Rosyjska napaść na Ukrainę trwa nieustannie od ponad pół roku. Coraz częściej słychać doniesienia o tym, że sytuacja na froncie odwraca się na korzyść obrońców Kijowa, zaś Rosjanie zaczynają mieć ogromne kłopoty. "Sądzę, że obserwujemy początek końca Federacji Rosyjskiej w obecnym kształcie; musimy być na to przygotowani, ponieważ nie byliśmy gotowi na rozpad ZSRR" - ocenił w mediach społecznościowych emerytowany amerykański generał Ben Hodges, były dowódca wojsk USA w Europie.
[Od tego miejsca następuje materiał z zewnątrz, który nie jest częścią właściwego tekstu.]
PR #5718, opened 2025-07-23
Deep clone: config screen [INTEG-2830]

joaquincasal:
## Purpose

Adjust the deep clone config screen

## Approach

Applied the styles from the design.
Right now for selecting content types I'm adding a component that handles that. In a future PR I'll replace it with the one in the packages folder.

## Testing steps

Install the app, try different configurations and clone an entry.

image

### DIFF
--- a/apps/deep-clone-main/test/locations/ConfigScreen.spec.tsx
+++ b/apps/deep-clone-main/test/locations/ConfigScreen.spec.tsx
@@ -47,6 +47,30 @@ describe('Config Screen component', () => {
     });
   });
 
+  it('saves after changing parameters', async () => {
+    const user = userEvent.setup();
+    render(<ConfigScreen />);
+    expect(await screen.findByLabelText(/Clone text/i)).toBeTruthy();
+
+    const input = screen.getByLabelText(/Clone text/i);
+    await user.clear(input);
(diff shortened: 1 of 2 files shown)


apps/deep-clone-main/test/locations/ConfigScreen.spec.tsx
```diff
@@ -1,21 +1,87 @@
...
 vi.mock('@contentful/react-apps-toolkit', () => ({
   useSDK: () => mockSdk,
   useCMA: () => mockCma,
 }));
 
+vi.mock('../../src/components/ContentTypeMultiSelect', () => ({
+  default: () => {
+    return <div>Content type selector mock</div>;
+  },
+}));
```
JuliRossi, line 17: 💭 Is it okey that we are moking the content type selector?

JuliRossi (approved):

apps/deep-clone-main/test/locations/ConfigScreen.spec.tsx
joaquincasal: Yes, I did it this way so when we change it for the reusable onem, it won't affect the tests. I'm assuming the components have their own tests and we don't need to test that logic

PR #5762, opened 2025-07-28
Deep clone config screen fix []

joaquincasal:
## Purpose

- Fix a bug in which pills for the selected content types wouldn't wrap in multiple lines
- Add a copy below the heading in the config scren

## Testing steps

Add multiple content types and verify the width of the config screen does not change

image


apps/deep-clone-main/test/locations/Sidebar.spec.tsx
```diff
@@ -59,4 +67,27 @@ describe('Sidebar component', () => {
     });
     expect(mockSdk.navigator.openEntry).toHaveBeenCalledWith('cloned-id');
   });
+
+  it('use updated parameters', async () => {
```
JuliRossi, line 71: 💭 Do we need this test if we are already testing the Hook on it's own?

apps/deep-clone-main/src/utils/useInstallationParameters.ts
```diff
@@ -0,0 +1,40 @@
...
+      organizationId: sdk.ids.organization,
+    });
+
+    const currentInstallation = appInstallation.items.find((installation: AppInstallationProps) => installation.sys.space.sys.id === sdk.ids.space);
+
+    if (currentInstallation?.parameters) {
+      return currentInstallation.parameters as KeyValueMap;
+    }
+  } catch (error) {
+    console.warn('Failed to fetch fresh parameters from CMA:', error);
```
JuliRossi, line 36: 💭 How we want to handle errors? I don't think we should console log something here. Perhaps a notifier saying "Something went wrong. Please refresh" ?

apps/deep-clone-main/src/utils/useInstallationParameters.ts
```diff
@@ -0,0 +1,40 @@
...
+    if (!sdk.ids.organization || !sdk.ids.app || !sdk.ids.space) {
+      throw new Error('Required SDK IDs not available');
+    }
+
+    const appInstallation = await sdk.cma.appInstallation.getForOrganization({
+      appDefinitionId: sdk.ids.app,
+      organizationId: sdk.ids.organization,
+    });
+
+    const currentInstallation = appInstallation.items.find((installation: AppInstallationProps) => installation.sys.space.sys.id === sdk.ids.space);
```
JuliRossi, line 30: 💭 Should we do something if this empty? (I know it prolly won't happen)

JuliRossi (commented):
Just left a few comments. Love the custom hook you created ❤️ Great work!

apps/deep-clone-main/test/locations/Sidebar.spec.tsx
JuliRossi: Nit: could be error instead of warn

JuliRossi (approved):

PR #5505, opened 2025-07-08
chore(new-app): added imagekit app in /apps/imagekit []

hrhv:
## Purpose

Adding a new app for ImageKit <> Contentful Integration.

## Approach

Following the docs and looking at other similar apps to make a working plugin. This app works on the JSON Object field within Contentful.

## Testing steps

As this a fresh app, would need complete review and testing from the team.

## Breaking Changes

Would need to setup CI/CD for the newly onboarded app.

## Dependencies and/or References

Most of it is mentioned in the README.

## Deployment

NA

PR #5856, opened 2025-07-29
feat: Imagekit app [INTEG-2873]

mgoudy91:
## Purpose

https://github.com/contentful/marketplace-partner-apps/pull/5505 plus some build fixes

image


.github/workflows/app-review-utils.ts
mgoudy91, line 1: some backup logic that works in a general sense but also solves a known [npm bug](https://github.com/npm/cli/issues/4828)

"Uważam, że cele wojenne Stanów Zjednoczonych w konflikcie (Kijowa z Moskwą - red.) powinny obejmować 'deimperializację' Rosji"
- napisał dalej Hodges.
I think that US war-aims for this conflict should include "de-imperialization" of Russia. It seems to me that we are seeing the beginning of the end of the Russian Federation as it looks today. We need to be prepared for this...we were not prepared for the end of the USSR. https://t.co/tXpx6m3KmU
— Ben Hodges (@general_ben) September 4, 2022
W trakcie swojej blisko 40-letniej kariery w siłach zbrojnych USA gen. Hodges zajmował dowódcze stanowiska m.in. podczas operacji w Iraku i Afganistanie. W latach 2014-17 sprawował funkcję dowódcy amerykańskich wojsk w Europie. Odszedł ze służby w 2018 roku, obecnie pracuje jako analityk w think tanku Center for European Policy Analysis (CEPA).